Credibility the Cure?
“Here Harry,” S.Q.
Lapius commanded as he tossed the magazine into my lap, “read this.”
I picked up the magazine
and started to read the lines that Lapius had demarcated with a marker.
“Well?” Lapius
said, impatiently.
“Well what?” I
answered. “Read the piece.”
“I am reading the piece,
Simon.”
“But you are not reading
it out loud,” S.Q. Lapius complained.
“But you have already
read it.”
“Of course, but I want
to hear it again.”
I read aloud, from the
Talk of The Town column of the New Yorker Magazine, December 17, 1973. It
was all the more remarkable, because it was only the 14th of
December, 1973. But I read aloud anyway,
“…Credibility is the
modern version of candor. Candor entails truthfulness, but credibility
does not. Credibility is the public relations version of
truthfulness. It is truth’s ‘image’. And, like any other image, it
can be manipulated and faked. Probably none of us should be surprised
when politicians offer us credibility instead of the truth. What is odd
is that audiences sometimes seem to be satisfied…”
“A nice distinction, eh,
Harry,” Lapius said, after I had finished.
“Very nice,” I agreed.
“I always like The New
Yorker,” Lapius confided, as if I didn’t know, since he had me read excerpts such
as this from the different issues of the magazine almost weekly. “It’s
sort of a cerebral decongestant.
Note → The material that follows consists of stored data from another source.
PR #97, opened 2026-04-21
Feature/parse and prove request status

XanderVertegaal:
Two small quality of life changes:

- The Parse and Prove button now shows a loading indicator while the request is in flight.
- Toasts are shown when a parse fails (e.g. if the LangPro container is down).


jgonggrijp (approved):
Nice, very clean. 👍

PR #98, opened 2026-04-21
Add NoData component

### LINKED ISSUE #82: Unified "No parse/proof data available yet"
Before 'Parse and Prove' is clicked, the tabs where the proof trees and parse tables will appear are empty. As per #78 there is a message with some help text, but ideally this should be outfactored and used in both tabs.

A new component is perhaps a bit too much. Slots/transclusion is also an option.

XanderVertegaal:
Closes #82


jgonggrijp (approved):
Nice and simple. 👍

The New Yorker does to the mind what
Dristan does for the nose. Clears away congestion.”
I found myself
reluctantly forced to agree with Lapius. I enjoyed the distinction drawn
between candor and credibility, between the truth and believability. It
is what I had been trying to put my finger on for months. The nation and
its institutions, for a long time now, from the presidency down, had been floating
trial balloons of credibility. Advertising agencies had been creating
images of credible products to the extent that we have become used to the
appearance of truth in place of truth itself.
I mentioned this to
Lapius. “Yes, Harry, of course. You understand the point. We
have become overly concerned with the representation of truth. I see this
in hospitals all the time. Weekly I am called to the medical records
library to sign out charts. While doing this I must affix my signature to
orders that I neither gave nor sanctioned at the time that a resident on duty
ordered a drug for one of my patients. This is because some higher
accrediting authority has proclaimed for reasons unknown, that the orders of
all resident physicians must be countersigned. This is obvious fraud,
sanctioned by the hospital administrator, the board of trustees, the state and
federal authorities.
“I must also sign all
justifications for prolonged utilization of the beds by patients and back date
my signature. Again, a fraud, sanctioned by the powers that be.”
“The fact is,” Lapius
sighed, “that we have become hypnotized by the appearance of records and
charts, as if, in fact, they represented reality, and we have been coerced to
commit minor perjuries in writing to confirm a demand by authorities that dole
our accreditation, or other inspection agencies. Everyone in the hospital
conspires to perpetrate this type of deception. The end result is that
more money is spent taking care of patient’s charts, than of the patients
themselves.”
“Have you any
suggestions?”
“Yes, of course.
To thine own self be true. The doctors should stop being accessories to
the trickery.”
“But when there is the
possibility that accreditation will be withheld, that third party will withhold
funds.”
“Sheer blackmail, isn’t
it Harry. We are asked to yield ground on our morality and ethics to
satisfy our leaders and bankers. Physicians should decline to become
partners to this chicanery.”
“But Simon, be
reasonable. If we don’t countersign resident physician’s orders, then we
will be called at all hours of the night for minor things that the house
physician can take care of.”
“Wouldn’t it be better
to admit the truth of things. That the resident physician is empowered to
treat hospitalized patients in an emergency.”
“But if you don’t
countersign an order, then the physician may be held liable if a patient
succumbs, not necessarily because of treatment. Your signature is
admission of your responsibility in the case.”
“And if I do sign, than
I am taking responsibility for an act over which I had no authority.
Actually, the system is a fraud. It should admit the truth of
things. That on occasion a resident physician will have to take
responsibility for patient care. That is the bald fact, and no amount of
post dated countersigning alters it. It only alters the appearance of
fact.”
“In other words, come
what may, you opt for candor in place of credibility.”
“Precisely.”
“Then how come you’ve
adjusted our scale so it is shy about three pounds?”
“That’s different,” said S.Q. Lapius.